A metilação do DNA, um processo epigenético essencial, desempenha um papel crítico na regulação genética e em vários processos biológicos. A densidade de CpG, a frequência de dinucleotídeos CpG em uma determinada região genómica, emergiu como um fator crucial na análise da metilação do DNA. Diferentes técnicas moleculares foram desenvolvidas para investigar padrões de metilação do DNA em genomas. Neste artigo, pretendemos comparar três métodos amplamente utilizados: Imunoprecipitação de DNA metilado seguida de sequenciação (MeDIP-Seq)Sequenciação de Bisulfito com Representação Reduzida (RRBS) e Sequenciação de Bisulfito de Genoma Inteiro (WGBS). Analisamos as suas preferências por diferentes regiões de densidade de CpG e destacamos os seus pontos fortes e limitações na análise de metilação do DNA.

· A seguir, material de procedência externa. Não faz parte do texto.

PR #486, opened 2019-06-12
ERC20 Rebalancing Set Exchange Issuance

felix2feng:


test/contracts/core/modules/erc20RebalancingSetExchangeIssuanceModule.spec.ts
```diff
@@ -0,0 +1,912 @@
...
+      };
+
+      await erc20Wrapper.approveTransfersAsync(
+        [baseSetComponent],
+        SetTestUtils.ZERO_EX_ERC20_PROXY_ADDRESS,
+        zeroExOrderMaker
+      );
+
+      // Create 0x order for the component, using weth(4) paymentToken as default
+      zeroExOrder = await setUtils.generateZeroExSignedFillOrder(
```
asoong: same as before, this test is not very indicative of what we're going to launch with.
1. the set has a single component
2. it's a single 0x order
3. it's 0x
at the very minimum lets get these switched over to using kyber for the one component

asoong:
Let's make sure to keep comments updated. Very misleading for auditors

test/contracts/core/modules/erc20RebalancingSetExchangeIssuanceModule.spec.ts
asoong: we have a second to breath now, we should circle back and address this the right way this time.

contracts/core/modules/ERC20RebalancingSetExchangeIssuanceModule.sol
```diff
@@ -0,0 +1,301 @@
...
+    RebalancingSetExchangeIssuance,
+    ReentrancyGuard
+{
+    using SafeMath for uint256;
+
+    /* ============ State Variables ============ */
+
+    // Address and instance of Transfer Proxy contract
+    address public transferProxy;
+    ITransferProxy public transferProxyInstance;
```
bweick: It appears from the ABDK review that these interfaces can also function as an address. So when we store the address and the instance we're just duping the data so maybe it makes sense to remove `transferProxy` and `exchangeIssuanceModule`.

contracts/core/modules/ERC20RebalancingSetExchangeIssuanceModule.sol
```diff
@@ -0,0 +1,301 @@
...
+    }
+
+    /**
+     * Redeems a Rebalancing Set into a specific ERC20 / receive token. The Rebalancing Set 
+     * is redeemed into the Base Set, and Base Set components are traded for the ERC20 which is sent to the caller.
+     *
+     * @param  _rebalancingSetAddress    Address of the rebalancing Set
+     * @param  _rebalancingSetQuantity   Quantity of rebalancing Set to redeem
+     * @param  _exchangeIssuanceParams   Struct containing data around the base Set issuance
+     * @param  _orderData                Bytecode formatted data with exchange data for acquiring base set components
```
bweick: selling base set components

contracts/core/modules/ERC20RebalancingSetExchangeIssuanceModule.sol
```diff
@@ -0,0 +1,301 @@
...
+        );
+    }
+
+    /**
+     * Redeems a Rebalancing Set into a specific ERC20 / receive token. The Rebalancing Set 
+     * is redeemed into the Base Set, and Base Set components are traded for the ERC20 which is sent to the caller.
+     *
+     * @param  _rebalancingSetAddress    Address of the rebalancing Set
+     * @param  _rebalancingSetQuantity   Quantity of rebalancing Set to redeem
+     * @param  _exchangeIssuanceParams   Struct containing data around the base Set issuance
```
bweick: redemption

contracts/core/modules/ERC20RebalancingSetExchangeIssuanceModule.sol
felix2feng: +1 that is correct

PR #487, opened 2019-06-24
Rebalancing Set Issuance Module

felix2feng:
RebalancingSetIssuanceModule: A smart contract that allows the issuing and redeeming of a Set using ether and/or the user’s existing tokens. With each function, have a boolean option to keep change or send to the Vault. 
Functions:
- issueRebalancingSet: Issue rebalancing Set with the user’s existing tokens in their wallet. Tokens must be approved to the TransferProxy.
- issueRebalancingSetWithEther: Sends ether to the contract, wraps it, and then issues the Rebalancing Set.
- redeemRebalancingSet: Redeems a Rebalancing Set into its base comments
- redeemRebalancingSetWithEther: Any Set that has wrapped Ether in it will be unwrapped before it is sent to the user.

Things to Know:
- During issuance, `getBaseSetIssuanceRequiredQuantity` is called to calculate the implied Base Set quantity. If the quantity is not a multiple of the natural unit, the quantity is rounded up.
- The entire module is excluded from solcover, because the `msg.sender.transfer` which breaks coverage for the entire file. That said, all the flows are tested.
- Refer to the `RebalancingSetIssuanceModule Token Flow Diagrams` in the google docs to get a sense of where the assets are moving.

[ x ] Tested flows with multiple components, including wEth
[ x ] Read through files and scanned comments


contracts/core/modules/RebalancingSetIssuanceModule.sol
```diff
@@ -0,0 +1,455 @@
...
+        );
+
+        // Issue rebalancing Set to the sender
+        coreInstance.issueTo(
+            msg.sender,
+            _rebalancingSetAddress,
+            _rebalancingSetQuantity
+        );
+
+        // Return any excess base Set token to the sender
```
bweick: maybe add comment about either in vault or in wallet depending on boolean indicator

contracts/core/modules/RebalancingSetIssuanceModule.sol
```diff
@@ -0,0 +1,455 @@
...
+                msg.sender,
+                address(this),
+                currentComponent,
+                currentComponentQuantity
+            );
+        }
+    }
+
+    /**
+     * During redemption, withdraw the required quantity of Base Set, unwrapwrap Ether, and withdraw
```
bweick: unwrapwrap -> unwrap

contracts/core/modules/RebalancingSetIssuanceModule.sol
```diff
@@ -0,0 +1,455 @@
...
+       // Loop through the base Set components and deposit components 
+        for (uint256 i = 0; i < baseSetComponents.length; i++) {
+            address currentComponent = baseSetComponents[i];
+            uint256 currentUnit = baseSetUnits[i];
+
+            // Calculate required component quantity
+            uint256 currentComponentQuantity = _baseSetQuantity.mul(currentUnit).div(baseSetNaturalUnit);
+
+            // If address is weth, deposit weth and transfer eth
+            if (currentComponent == address(weth)) {
```
asoong: Prefer that there is a requirement that one of the required components is WETH and that ETH is wrapped and used. Maybe have this check in the very beginning. When proxy behaviors exist such as being able to use this as basically the same thing as `issueRebalancingSetWithEther` when it was not intended are when attack vectors surface.

contracts/core/modules/lib/RebalancingSetIssuance.sol
```diff
@@ -0,0 +1,203 @@
...
+
+
+/**
+ * @title RebalancingSetIssuance
+ * @author Set Protocol
+ *
+ * The RebalancingSetIssuance contains utility functions used in RebalancingSet 
+ * issuance
+ */
+contract RebalancingSetIssuance is
```
asoong: Where are tests for these? Prefer they be tested separately instead of by proxy through the module. Will allow you to reuse them with confidence.

Also, you won't leave the person who changes the `RebalancingSetIssuanceModule` contract holding the bag when the module contract changes and one of these is no longer used.

test/contracts/core/modules/rebalancingSetIssuanceModule.spec.ts
```diff
@@ -0,0 +1,874 @@
...
+    let customRebalancingUnitShares: BigNumber;
+    let customRebalancingSetQuantity: BigNumber;
+
+    beforeEach(async () => {
+      subjectCaller = functionCaller;
+
+      baseSetComponent = await erc20Wrapper.deployTokenAsync(subjectCaller);
+      await erc20Wrapper.approveTransferAsync(baseSetComponent, transferProxy.address, subjectCaller);
+
+      // Create the Set (1 component)
```
asoong: Let's do two components since the logic between `issueRebalancingSet` and `issueRebalancingSetWithEther` don't flow through each other. Want to make sure all the for loops in the transaction are working properly.

test/contracts/core/modules/rebalancingSetIssuanceModule.spec.ts
```diff
@@ -0,0 +1,874 @@
...
+        subjectRebalancingSetAddress,
+        subjectCaller,
+        subjectRebalancingSetQuantity,
+        rebalancingTokenIssuanceModule.address
+      );
+
+      await SetTestUtils.assertLogEquivalence(formattedLogs, expectedLogs);
+    });
+
+    describe('when the eth sent is more than required', async () => {
```
asoong: Test case for when less is sent than required?

test/contracts/core/modules/rebalancingSetIssuanceModule.spec.ts
```diff
@@ -0,0 +1,874 @@
...
+    let customRebalancingSetIssueQuantity: BigNumber;
+    let customBaseComponentUnit: BigNumber;
+
+    beforeEach(async () => {
+      subjectCaller = functionCaller;
+
+      baseSetComponent = await erc20Wrapper.deployTokenAsync(ownerAccount);
+      await erc20Wrapper.approveTransferAsync(baseSetComponent, transferProxy.address);
+
+      // Create the Set (1 component)
```
asoong: Same, two components for testing the for loops in the flow.

contracts/core/modules/RebalancingSetIssuanceModule.sol
```diff
@@ -0,0 +1,455 @@
...
+     * into wrapped Ether and utilized in issuance.
+     * The Base Set is then issued and reissued into the Rebalancing Set. Read more about base Set quantity
+     * in the issueRebalancingSet function.
+     *
+     * @param  _rebalancingSetAddress    Address of the rebalancing Set to issue
+     * @param  _rebalancingSetQuantity   The issuance quantity of Rebalancing Set
+     * @param  _keepChangeInVault        Boolean signifying whether excess base Set is transfered to the user 
+     *                                     or left in the vault
+     */
+    function issueRebalancingSetWithEther(
```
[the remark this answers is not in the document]
felix2feng: I'm okay with `payableIssueRebalancingSet`, but what would the redeem version be? We can't prefix with `payable` since it's not a payable function.

contracts/core/modules/RebalancingSetIssuanceModule.sol
```diff
@@ -0,0 +1,455 @@
...
+            _rebalancingSetAddress,
+            _rebalancingSetQuantity
+        );
+
+        // Calculate the Base Set Redeem quantity
+        address baseSetAddress = IRebalancingSetToken(_rebalancingSetAddress).currentSet();
+        uint256 baseSetRedeemQuantity = getBaseSetRedeemQuantity(baseSetAddress);
+
+        // Withdraw base Set to this contract
+        coreInstance.withdraw(
```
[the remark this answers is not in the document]
felix2feng: We don't have a module function that redeems the user's Sets and withdraws to the recipient's address. `redeemModule` is all we exposed.

contracts/core/modules/RebalancingSetIssuanceModule.sol
```diff
@@ -0,0 +1,475 @@
...
+    /**
+     * Issue a Rebalancing Set using the base components of the base SetToken.
+     * The base SetToken is then issued into the Rebalancing Set. The Base SetToken quantity issued is calculated
+     * by taking the Rebalancing Set's quantity, unit shares, and natural unit. If the calculated quantity is not
+     * a multiple of the natural unit of the base Set, the quantity is rounded up to the base Set natural unit.
+     *
+     * @param  _rebalancingSetAddress    Address of the rebalancing Set to issue
+     * @param  _rebalancingSetQuantity   The issuance quantity of Rebalancing Set
+     * @param  _keepChangeInVault        Boolean signifying whether excess base Set is transfered to the user 
+     *                                     or left in the vault
```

Densidade de CpG e Padrões de Metilação do DNA Através das Espécies

As regiões genómicas podem ser classificadas em diferentes categorias com base na sua densidade de CpG, como ilhas de CpG (CGIs), margens de CpG, prateleiras de CpG e prateleiras continentais de CpG. Análises anteriores em todo o genoma em diversas espécies, incluindo humanos, ratos, aves e peixes, mostraram que a maioria das regiões genómicas pertence à categoria de baixa densidade (1-3 CpG/100bp). As regiões de alta densidade (>5 CpG/100bp) representam menos de 10% do genoma.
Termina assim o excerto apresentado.